# Ballast Removal from EPDM Roof?



## tekwrytr (Sep 11, 2007)

Ed the Roofer said:


> Heck, I still don't know what the racial slight of using the term "Banjo Player" indicates.
> 
> I must be slow today.
> 
> ...


I just got a request for more information from a vacuum company here in the Twin Cities, with the spark of an idea. He wanted to know if I was going to re-use the ballast. Apparently they vacuum it up off the roof and dump it onsite, to be loaded in crane buckets for re-ballasting after the installation is complete. Neat idea. I am not a big fan of the $1000/day crane prices I have been quoted recently, but coordinating multiple projects (my own or someone else's) might offer leverage for everyone.

That is, removing the ballast from Roof A, and rather than dumping it, load it onto Roof B and re-use it. I am continually amazed at how such simple concepts elude me until someone mentions it. It has worked for landfills for years, so there is no good reason not to apply it to roofing.

I want to thank everyone for their helpful and informative comments. 
Thanks! :thumbup:


----------



## K2 (Jul 8, 2005)

tekwrytr said:


> Back when dinosaurs roamed the earth and I was new to roofing, it was a common sight for bored roofers to imitate banjo players by "strumming" their scoop shovels, held as if playing a banjo. It was such a common sight that--along with the term "banjo player"--I just assumed everyone used the same reference.
> 
> Thanks


I believe your use of the term "ballast" would not be common around here and a banjo player would be a guy who can't tune an instrument or doesn't care to, playes out of time, plays too loud, is missing a few teeth , and drools out of one side of his mouth or the other depending on how level the stage is. .. A scoop shovel would be more the size of a Mariachi guitar and "those" guys would be more likely running a scoop shovel in this region... If I had to run a scoop shovel I would like it to be more like a ukulele.:laughing:

Ryan Shupe and the "Rubber Band" have a song called "Banjo Man" which would give you an idea how grassers feel about banjos. I think it made CMT for a while.


----------



## tekwrytr (Sep 11, 2007)

*Ballast Removal Update!*

First, I want to thank everyone who took the time to give advice, and make suggestions and comments. It was very helpful, as well as providing a (sometimes not so serious) digression into the etiology of phrases. 

Second, I located a local roof vacuuming service that will remove and dispose of the 2" ballast (900-1000 pounds per square) for less than $30 a square. Given the price of demolition boxes, and the volume (about 125 tons of ballast), it looks pretty much like no-brainer to me.

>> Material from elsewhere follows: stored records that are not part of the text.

Issue #1426, opened 2025-04-24
User reports missing project on dashboard


matthewjchandler:
### Expected behavior
Users should see every project on which they have a role in the frontend.

### Actual behavior
The data manager (NetID: yp1065) for the project "BRD4 transcriptional condensates on chromatin" (DOI:10.60803/wszm-k791) cannot see that project on their dashboard (screenshot provided in [RT #57940](https://cses.princeton.edu/tickets/Ticket/Display.html?id=57940)).

### Impact of this bug
The data manager is not able to monitor their storage usage directly, so they have to ask the backend team for help.

### Acceptance criteria
- [ ] "BRD4 transcriptional condensates on chromatin" (DOI:10.60803/wszm-k791) exists in the frontend
- [ ] yp1065 is assigned as the data manager on the above project in the frontend
- [ ] Nothing is blocking yp1065 from seeing all of their projects on the dashboard
- [ ] If this change touches any of the files referenced in `.rubocop_todo.yml` create a new ticket to address the rubocop  todo.

JaymeeH:
@kelynch  I don't have permission to view this RT ticket ( [RT #57940](https://cses.princeton.edu/tickets/Ticket/Display.html?id=57940) ) How should I go about requesting access?

PR #1438, opened 2025-04-29
Updating user registration list

JaymeeH:
ref #1426


matthewjchandler:
> @matthewjchandler Looks like this user was not listed as an eligible_manager in the user registration list. I updated it and I can release it with your approval

Thanks for catching that @JaymeeH. I approve your update here in the codebase. I also updated the permissions for yp1065 in https://docs.google.com/spreadsheets/d/169lfRTOSe6H66Iu2DK5g-QzqiVsfz5lHFHMaGmwNT7Y/edit?gid=0#gid=0

PR #1463, opened 2025-05-09
Script to create v0.8 schema in Mediaflux

hectorcorrea:
Starting to create the script to create a valid v0.8 schema in MediaFlux.


carolyncole (approved):
Thanks @hectorcorrea

PR #1469, opened 2025-05-12
Adjusted CSS to utilize variables for colors and typography across all stylesheets

### LINKED ISSUE #1468: Use CSS variables uniformly
In some places, we are using CSS variables defined in the `variables` and `typography` stylesheets, and in others we are hard-coding these values.  Let's standardize and use the variables where we are otherwise hard-coding their values.

kelynch:
Closes #1468


leefaisonr (approved):
Thanks @kelynch

PR #1501, opened 2025-05-22
Adding the storage options to the new request wizard

carolyncole:
Realized we needed a bit more storage in the request to allow for easily back and forth to the wizard


hectorcorrea (approved):
Looks great!

Issue #1498, opened 2025-05-21
User validation with LDAP


kelynch:
Related to https://github.com/pulibrary/tigerdata-app/issues/1479 

When a net ID is entered into Skeletor, it is validated against LDAP to ensure that it is a valid net ID.  If the net ID is valid but the user does not yet exist, we create the user.  We also want to grab the user's given name and family name and populate those fields on the user object.  

This would replace the current workflow of adding users via spreadsheet/rake task as the only way to get users in, but we should not retire the rake task yet.

## Acceptance criteria
- [ ] Write an LDAP lookup/validation function
- [ ] The fields where net IDs are entered in Skeletor have a validation against this function applied
- [ ] If valid, do a user lookup in our application and create the user if they do not exist
- [ ] Populate the user's family name and given name fields with what is returned from LDAP

kelynch:
Hey team! Please [add your planning poker estimate](https://app.zenhub.com/workspaces/RDSS-61a4f1a12a399b001730f65a/issues/gh/pulibrary/tigerdata-app/1498?planning-poker) with Zenhub @bess @carolyncole @hectorcorrea @JaymeeH @jrgriffiniii @leefaisonr

carolyncole:
Roles do get removed if the CSV file is reloaded. 

I think the right thing to do for now is to Add roles to the user when the request gets approved.  What do you think @matthewjchandler?  Can we turn off the reloading off the CSV file on deployment and add roles to the users as requests get approved by administrators?

matthewjchandler:
@carolyncole yes, we want role eligibility to be added when a request is approved in the application. We don't want the absence of an eligibility in the CSV to overwrite after approval takes place in the application.

But if we turn off the reloading of the CSV now, what would be the potential impact for the live usage of the system? Are we ready yet to make the hard switch?

PR #1520, opened 2025-06-03
Allow the princeton users to be loaded from ldap

carolyncole:
This occurs each morning via a cron job.  Users will  get updated if thier display name is blank or created if the uid is missing

refs #1498


spec/services/princeton_users_spec.rb
```diff
@@ -0,0 +1,75 @@
+# frozen_string_literal: true
+
+require "rails_helper"
+
+RSpec.describe PrincetonUsers, type: :model do
+  describe "#create_users_from_ldap" do
+    # this test can not be run on circle (tagged :no_ci to not run on circle ci)
```
bess, line 7: Looks like we've got the start of our integration test suite here. Thank you!

bess (approved):
🚀 This is great progress, thank you!

Issue #194, opened 2023-08-30
Lag transforms on different levels of aggregation


jmoralez:
### Discussed in https://github.com/Nixtla/mlforecast/discussions/192

<div type='discussions-op-text'>

<sup>Originally posted by **elisevansartefact** August 30, 2023</sup>
If I want to use lags of y for each unique_id, and lag transformations such as rolling mean per unique_id, this is easy enough to do:

`MLForecast(models = [MODELS], lags = [1, 2], lag_transforms={1: [(rolling_mean, 4)]})`

However, in order to include insights about the global trend, what if I want to include features which are transformations of the lags of every unique_id (not just one unique_id)?

For instance, what if I want to include the 4-week rolling mean of the sum of y for every unique_id? Or the mean of all the y_lag1 for each unique_id?

I suppose that this can be done via MLForecast.preprocess, however perhaps I am missing an easier way, and if not, perhaps a global_lag_transforms could be added in future as a parameter of MLForecast? </div>

PR #551, opened 2026-01-21
[FEAT] Use window functions on higher aggregation levels

janrth:
This is an addition to the lag transform functionality by allowing either global aggregation of the target value or by defining a list of categorical variables (e.g.: brand, commodity group) where the selected window functions are calculated on. One constraint here is that unique_ids should have the same ending. If unique_ids don't have different endings, then we assume using global or groupby window functions are not so meaningful. Plus, the computation time could be an issue when allowing different endings.

Usage looks like this:
RollingQuantile(p=0.5, window_size=3, groupby=["brand"])

or like this: 
fcst = MLForecast(
    models=[],
    freq='D',
    lags=[1],
    lag_transforms={1: [RollingMean(window_size=2, global_=True),
                        RollingStd(window_size=2, global_=True),
                        ExpandingMax(),
                        ExpandingMean()
                        ]},)

## Description
Allows lag transform over multiple unique_ids as discussed in:
#194 and #192

Checklist:
- [x] The tests pass.
- [x] All linting tasks pass.

### DIFF
--- a/pyproject.toml
+++ b/pyproject.toml
@@ -38,7 +38,7 @@ Documentation = "https://nixtlaverse.nixtla.io/mlforecast/"
 
 
 [dependency-groups]
-dask = ["fugue[dask]>=0.9.4", "dask[complete]<=2024.12.1", "lightgbm", "xgboost"]
+dask = ["fugue[dask]>=0.9.4", "dask[complete]", "lightgbm", "xgboost"]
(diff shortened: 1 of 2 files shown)


janrth:
@codex

janrth:
@codex

janrth:
@codex

PR #615, opened 2026-04-05
[BUG] Fix pooled ExpandingMean state init for refit=False CV and AutoML

janrth:
This fixes a bug where pooled lag transforms such as ExpandingMean(groupby=[...]) failed in MLForecast.cross_validation(..., refit=False) and AutoMLForecast.fit(..., refit=False).

The issue was in the shared predict(new_df=...) path. When refit=False, mlforecast rebuilds a TimeSeries from historical data and then continues with update-based prediction. That path was only initializing local lag transforms, but not pooled global/grouped transforms. As a result, stateful pooled transforms could reach update(...) without their internal state being materialized first.

What changed

- Added a helper in TimeSeries to initialize lag-transform state for:
  - local transforms
  - global pooled transforms
  - grouped pooled transforms
- Replaced the previous local-only initialization in MLForecast.predict(..., new_df=...) with that shared helper

This keeps the fix narrow and targets the exact path used by refit=False.

Tests
Added regressions for:

- MLForecast.cross_validation(..., refit=False) with grouped ExpandingMean
- AutoMLForecast.fit(..., refit=False) with grouped ExpandingMean

Solves #614 

Checklist:
- [ ] The tests pass.
- [ ] All linting tasks pass.


nasaul (approved):
LGTM, just removed the assertion in code and improved the testing suite.

PR #625, opened 2026-04-16
[FEAT] Add date_features_as_dummies for one-hot encoding of date features

### LINKED ISSUE #315: [date features]: dayofweek_cat - day of week as a one hot encoding feature
### Description

In my search through the documentation for the `dayofweek` parameter usage in `date_feature` inputs, I noticed that `dayofweek` is treated as an ordinal feature. However, for models such as linear regression, representing this as a one-hot encoding feature could be more efective.

Here are some suggestions I've considered:

* Introducing `dayofweek_cat` as a recognized string for creating this feature.
* Compiling a list of all acceptable strings for the `date_feature` parameter in the documentation, which seems to be missing currently.
* Including an example in the [`Custom Date Features`](https://nixtlaverse.nixtla.io/mlforecast/docs/how-to-guides/custom_date_features.html) section on how to effectively implement this. The current documentation mentions the function `is_monday`. This might lead a user to wonder whether it's possible to create a function that returns a DataFrame with multiple columns (for instance, `is_monday`, `is_tuesday`, ..., `is_sunday`). However, I validated this is not possible :(

### Use case

A user wants to:
* Use one hot encoding easily.
* Read the list of available date attributes.
* Implement custom functions that return more than one new column.
* Understand the limits of the Custom Date Features.

nasaul:
## Summary

Closes #315.

Adds a `date_features_as_dummies: bool = False` parameter to `MLForecast` and `TimeSeries`. When set to `True`, string date features with a known finite range (e.g. `dayofweek`, `month`, `quarter`) are expanded into binary indicator columns named `{feature}_{value}` instead of being kept as ordinal integers. This is particularly useful for linear models where treating cyclic calendar features as ordinal produces incorrect assumptions.

## Example

``` python
from sklearn.linear_model import Ridge

fcst = MLForecast(
    models=[Ridge()],
    freq="D",
    lags=[1],
    date_features=["dayofweek", "month", "year"],
    date_features_as_dummies=True,
)
fcst.fit(series)
```

`preprocess()` now yields columns `dayofweek_0` … `dayofweek_6`, `month_1` … `month_12`, plus `year` as an ordinal (since `year` is not in the supported set).

## Supported features for dummy encoding

| Feature | Columns | Backend |
|---|---|---|
| `dayofweek`, `day_of_week`, `weekday` | 7 | narwhals |
| `month` | 12 | narwhals |
| `quarter` | 4 | narwhals (derived from `month`) |
| `day` | 31 | narwhals |
| `hour` | 24 | narwhals |
| `minute`, `second` | 60 | narwhals |
| `dayofyear`, `day_of_year` | 366 | narwhals (`ordinal_day`) |
| `week`, `weekofyear` | 53 | pandas/polars fallback — narwhals has no equivalent |

Features outside this set (e.g. `year`) remain ordinal regardless of the flag.

## Implementation notes

- Most features are computed via **narwhals**, making the code backend-agnostic (pandas and polars).
- `week` / `weekofyear` use a backend-specific fallback (`dt.isocalendar().week` for pandas, `dt.week()` for polars) because narwhals has no equivalent datetime method.
- `_compute_date_feature` now returns `Dict[str, Any]` instead of a `(name, values)` tuple, which also unlocks support for callable date features that return a `pd.DataFrame` with multiple columns.
- For the polars path, non-dummy features keep the existing expression-based approach; dummies are computed eagerly on unique dates and joined back.

## Test plan

- `test_date_feature_dummies_pandas` — binary columns on pandas DataFrame
- `test_date_feature_dummies_polars` — same on polars DataFrame
- `test_date_feature_dummies_mixed` — dummy + ordinal features coexist correctly
- `test_date_feature_dummies_predict` — end-to-end `fit` + `predict`
- `test_date_feature_dummies_quarter` — derived feature (quarter from month) correct
- `test_date_feature_dummies_month_values` — exactly one indicator is 1 per row
- `test_date_feature_dummies_all_supported` — smoke test for every supported feature
- `test_date_feature_dummies_false_default` — default behavior unchanged


JQGoh (commented):
Should we implement this feature for DistributedMLForecast as well? I notice that it does use TimeSeries class as well.

JQGoh (approved):
LGTM

PR #627, opened 2026-04-17
[FIX] Removes pandas conversion in Distributed predictions

### LINKED ISSUE #507: Disttributed MLForecast needs a pandas data frame for predict when using exog features

The DistributedMLForecast feature is to allow the development of scalable models, we have to convert the exog features to pandas before the predict functionality, then its sure to run out of memory. Please help avoid the conversion to pandas in the predict

### Versions / Dependencies

mlforecast version `1.02`

### Reproduction script

This exact code does not work if the soze pf the data goes up [The example code on MLforecast page](https://nixtlaverse.nixtla.io/mlforecast/docs/getting-started/quick_start_distributed.html)

### Issue Severity

None

nasaul:
## Summary

`DistributedMLForecast.predict()` previously required `X_df` to be a pandas `DataFrame`, which forced callers to materialise all future exogenous features on a single node — defeating the purpose of distributed forecasting.

This PR lifts that restriction so `X_df` can be any distributed DataFrame (Dask, Spark, Ray, or pandas). The implementation avoids sending the full `X_df` to every worker by joining and packing it per partition before prediction.

Closes #507 

### Changes

**Distributed `X_df` support**
- Removed the `isinstance(X_df, pd.DataFrame)` guard; `X_df` now accepts `fugue.AnyDataFrame`.
- Added `_build_x_df_per_partition()`: builds a `uid → partition` map on the driver, distributes the join back to workers, and serialises each partition's `X_df` slice as a base64 blob so it survives Dask/Spark type inference.
- Added `_pack_x_df()` and `_attach_x_df()` helpers. `_attach_x_df` uses `fa.transform` instead of `fa.join` to avoid Fugue's Ray engine routing joins through DuckDB (which materialises results locally and breaks distributed execution).

**Spark partitioning fix**
- Added an explicit `partition=dict(by=id_col)` for Spark `DataFrames` in `_preprocess_partitions`. Without it, rows for the same series can land in different Spark partitions, producing duplicate or incomplete predictions.

**Schema and field access refactor**
- Introduced `_PARTITION_FIELDS` and named-field access (`dict(zip(...))`) throughout, replacing brittle positional tuple unpacking. Added `first_uid` (str) and `all_uids` (binary) columns to the partition schema to support the distributed `X_df` join without a driver-side collect.

**`date_features_as_dummies` in distributed mode**
- Propagated the `date_features_as_dummies` parameter (added in #625) to `DistributedMLForecast`, so one-hot date features are available in distributed pipelines as well.

### Testing
- Added Ray, Dask, and Spark test cases covering `predict` with a distributed `X_df`.
- Extended unit tests for `date_features_as_dummies` in distributed mode.


mlforecast/distributed/forecast.py
```diff
@@ -451,25 +465,79 @@ def fit(
...
+        yield part
+
+    @staticmethod
+    def _pack_x_df(part: pd.DataFrame, partition_key_col: str) -> Iterable[pd.DataFrame]:
+        """Serialize one partition's X_df rows as a base64 string, keyed by first_uid.
+
+        Base64 encoding avoids binary-column type issues when the packed blob flows
+        through Dask / Spark joins before reaching ``_predict``.
+        """
+        partition_key = part[partition_key_col].iloc[0]
```
gee-senbong, line 491: Do we need to worry when `part[partition_key_col]` is empty?

gee-senbong (approved):

mlforecast/distributed/forecast.py
nasaul: No, part cannot be empty here. `_pack_x_df` is invoked via `fa.transform(..., partition={"by": "__partition_key__"})`, which is a group-by partition — Fugue only calls the function for groups that exist in the data. Empty partitions only arise with count-based repartitioning, which isn't used here.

The point is that I have not looked at roof vacuuming for 10 years or more, and apparently there are more people in it, more competition, with the coincident reduction in prices to a level competitive with (or better than) those for "old-fashioned" ballast removal.

I appreciate the heads-up; it has definitely made a change in my business model, and opened a doorway to new opportunities that I didn't realize existed. Bottom-line; if you have a medium- to large-size commercial re-roofing project, DEFINITELY look into having it vacuumed!

Thanks, guys, :thumbup:
tekwrytr


----------



## D. Boone (Sep 16, 2008)

*Ballast Removal*

The best way to remove ballast from one story or ten stories is by calling RK Hydro Vac. The last job they did for me was 13,000 sq. ft. 2 stories. They removed all the rock and cleaned up the site in one day. You can not even begin to compete using shovels and wheelbarrows. Just Google RK Hydro Vac.


----------



## Ed the Roofer (Dec 12, 2006)

tekwrytr said:


> Second, I located a local roof vacuuming service that will remove and dispose of the 2" ballast (900-1000 pounds per square) for less than $30 a square. Given the price of demolition boxes, and the volume (about 125 tons of ballast), it looks pretty much like no-brainer to me.
> 
> The point is that I have not looked at roof vacuuming for 10 years or more, and apparently there are more people in it, more competition, with the coincident reduction in prices to a level competitive with (or better than) those for "old-fashioned" ballast removal.
> 
> ...


When should I expect my consultant advisory commission check?

My last name is spelled, CASH, by the way.

Ed


----------



## briggsb1 (Jun 19, 2009)

*This is probably too late but...*

vaccume


----------



## Grumpy (Oct 8, 2003)

Gravel vac for sure. I know it's been discussed, just wanted to add my $0.02.


----------